章太炎的“四玄學”批判
黃燕強《“四玄”:章太炎的“新經學”構想》一文摘要稱:
“經典是民族語言、文化與思想的象徵性符號。中國古代的經典系統每隔數百年就會發生一次重建運動,如從五經到七經、九經、十三經的演變,又如清代段玉裁的“二十一經”、沈濤的“十經”、劉恭冕的“二十一經”和龔自珍的“六藝之配”等。晚清章太炎也通過回歸原典的方式,以《周易》、《論語》、《老子》和《莊子》等建構了“四玄”經典系統,並為“四玄”建立了“域中四聖”的傳道譜系、“無我”的一貫道體和忠恕、克己、絕四等修養工夫論,從而將儒釋道思想融通為一,形成了一種傳統與現代相結合的新經學,即四玄學。”
大謬不然。
老子雖有得於易,然得之不全,如康有為所說“偷得易經半部”,偏離《易經》之中道甚遠。《老子》一書不少思想觀點與儒家格格不入。《莊子》就偏得更遠了,偏激錯誤、誣聖毀儒、違仁背義的話語俯拾皆是。將《老子》《莊子》不無可取之處,但不能上升為經,不配與《周易》《論語》相提並論。什麼“四玄學”。稱老莊為玄學可以,《周易》《論語》可不玄。
儒道兩家對道體即性體的認知差別是原則性的。道家只悟得坤元,認為性體虛靜,故主張“致虛極,守靜篤”,追求“無我”;儒家更進一步證得乾元,體會性體健動,故強調“天行健,君子以自強不息。”倡導“大我”。忠恕、克己、絕四等修養,格致誠正修齊治平之內聖功夫和外王追求,無不源於對性體、即道體、即“性與天道”的圓證。此非道家所及,亦非釋家所能。
釋家悟得性體空寂,與道家接近。東海有一聯曰:“道通高處老虛釋寂,心擴開來物與民胞。”道及高處,道虛佛寂,唯我儒家,從虛靜空寂之百尺竿頭更進一步,證得性體“生生不息”“至誠無息”的特徵,抓住了宇宙生命本質之全。
說章太炎“將儒釋道思想融通為一”,其實是強通強合亂調和。
百餘年來學界流行翻案風,為歷代亂臣賊子翻案,為反儒反華派翻案;又流行調和論,有調和孔毛的,有調和孟荀的,有調和孔莊的,或稱“莊子即儒家”,或把莊子說成“助成了作為中華文化肉身的孔子形象的構成”的儒家勛臣,無非強通強合。翻案者固然喪心病狂,乾坤顛倒;調和論也是混沌雜亂,是非混淆。

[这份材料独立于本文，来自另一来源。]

PR #52, opened 2020-11-23
Remove uri arg from assertion

### LINKED ISSUE #38: Remove uri argument from Nanopub.from_assertion

svenvanderburg:
Fixes #38. 
Also includes some refactoring of test_publication.py

### DIFF
--- a/README.md
+++ b/README.md
@@ -116,7 +116,7 @@ replace_in_rdf(rdf=my_assertion, oldvalue=URIRef('www.example.org/timbernerslee'
 ``` 
 
 ### Specifying derived_from
-You can specify that the nanopub is derived from another nanopublication:
+You can specify that the nanopub's assertion is derived from another URI (such as an existing nanopublication):
 ```python
 publication = Publication.from_assertion(assertion_rdf=my_assertion,
                                          derived_from=rdflib.URIRef('www.example.org/another-nanopublication'))
--- a/README.md
+++ b/README.md
@@ -121,7 +121,7 @@ You can specify that the nanopub's assertion is derived from another URI (such a
 publication = Publication.from_assertion(assertion_rdf=my_assertion,
                                          derived_from=rdflib.URIRef('www.example.org/another-nanopublication'))
 ```
-,
+Note that ```derived_from``` may also be passed a list of URIs.
                                          
 
 
--- a/README.md
+++ b/README.md
@@ -93,13 +93,35 @@ for s, p, o in np.provenance:
 print(np.introduces_concept)
 ```
 
-### Specifying more information
-You can optionally specify that the ```Publication``` introduces a particular concept, or is derived from another nanopublication:
+### Specifying concepts relative to the nanopublication namespace
+You can optionally specify that the ```Publication``` introduces a particular concept using blank nodes. 
+The pubinfo graph will note that this nanopub npx:introduces the concept. The concept should be a blank node 
+(rdflib.term.BNode), and is converted to a URI derived from the nanopub's URI with a fragment (#) made from the blank
+node's name.
+```python
+from rdflib.term import BNode
+publication = Publication.from_assertion(assertion_rdf=my_assertion,
+                                         introduces_concept=BNode('timbernerslee'))
+```
+Upon publication, any blank nodes in the rdf graph are replaced with the nanopub's URI, with the blank node name as a
+fragment. For example, if the blank node is called 'step', that would result in a URI composed of the nanopub's (base)
+URI, followed by #step. In case you are basing your publication on rdf that has a lot of concepts specific to this 
+nanopublication that are not blank nodes you could use `replace_in_rdf` to easily replace them with blank nodes:
+```python
+from nanopub import replace_in_rdf
+replace_in_rdf(rdf=my_assertion, oldvalue=URIRef('www.example.org/timbernerslee'), newvalue=BNode('timbernerslee'))
+``` 
+
+### Specifying derived_from
+You can specify that the nanopub is derived from another nanopublication:
 ```python
 publication = Publication.from_assertion(assertion_rdf=my_assertion,
-                                         introduces_concept=(URIRef('www.example.org/timbernerslee'),
-                                         derived_from=URIRef('www.example.org/another-nanopublication') )
+                                         derived_from=rdflib.URIRef('www.example.org/another-nanopublication'))
 ```
+,
+                                         
+
+
 
 ## Dependencies
 The ```nanopub``` library currently uses the [```nanopub-java```](https://github.com/Nanopublication/nanopub-java) tool for signing and publishing new nanopublications. This is automatically installed by the library.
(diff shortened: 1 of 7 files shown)


nanopub/publication.py
```diff
@@ -68,32 +94,16 @@ def from_assertion(cls, assertion_rdf, uri=DEFAULT_NANOPUB_URI, introduces_conce
...
-            if isinstance(s, rdflib.term.BNode):
-                s = this_np[str(s)]
-            if isinstance(o, rdflib.term.BNode):
-                o = this_np[str(o)]
-            assertion_rdf.add((s, p, o))
+        if introduces_concept and not isinstance(introduces_concept, rdflib.term.BNode):
+            raise ValueError('If you want a nanopublication to introduce a concept, you need to '
+                             'pass it as an rdflib.term.BNode("concept_name"). This will make '
+                             'sure it is referred to from the nanopublication uri namespace upon '
+                             'publishing.')
```
svenvanderburg, line 102: I think this makes sense now, but what do you think?

tests/test_publication.py
```diff
@@ -1,87 +1,62 @@
...
 from rdflib.namespace import RDF
 
 from nanopub import namespaces, Publication
+from nanopub.definitions import DUMMY_NANOPUB_URI
 
-TEST_ASSERTION = (namespaces.AUTHOR.DrBob, namespaces.HYCL.claims, rdflib.Literal('This is a test'))
 TEST_ORCID_ID = 'https://orcid.org/0000-0000-0000-0000'
 
 
 class TestPublication:
```
svenvanderburg, line 13: I've removed a lot of redundant tests, and made each test test a specific thing.

README.md
```diff
@@ -96,13 +96,35 @@ for s, p, o in np.provenance:
...
-                                         derived_from=URIRef('www.example.org/another-nanopublication') )
+                                         introduces_concept=BNode('timbernerslee'))
 ```
+Upon publication, any blank nodes in the rdf graph are replaced with the nanopub's URI, with the blank node name as a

老莊於道有所得,不同於一般反儒派,但作為道家兩大宗師,與儒家道不同是顯而易見的,他們並不認同儒家並有所譏諷、反對和否定也是顯而易見的。包括孔子在內的歷代聖賢大儒也不認同道家,這也是顯而易見的。孔子在《論語》中對道家的批評比較溫和,後世一些大儒則非常激烈,王夫之就將老莊與申韓佛教並稱為三大害。
關於莊子與儒家的關係,韓愈謂莊子本子夏之徒,後來卻歸本道家淪為異端。這自然可能,就像墨子學儒不成而淪為墨家、韓非李斯學儒不成而墮為法家一樣。章太炎則認為“莊生傳顏氏之儒”,將莊子等同於儒家。這就差之千里了。
民國時期所謂的大師,不是雜家和妄人者幾希。章太炎就是個欺世盜名的大雜家大妄人,也只有雜家妄人或不學無術者,才會視之為儒學大家或國學大師。此君一輩子雜七雜八,顛三倒四,門外談儒,妄言戲論,還曾詆及孔子。晚年有所悔悟,非常有限。所謂的“新經學”構想就足見其狂妄糊塗。
另復須知,儒家經典從五經到七經、九經、十三經的演變,思想義理都是一以貫之的,道德遵循中道,政治追求王道。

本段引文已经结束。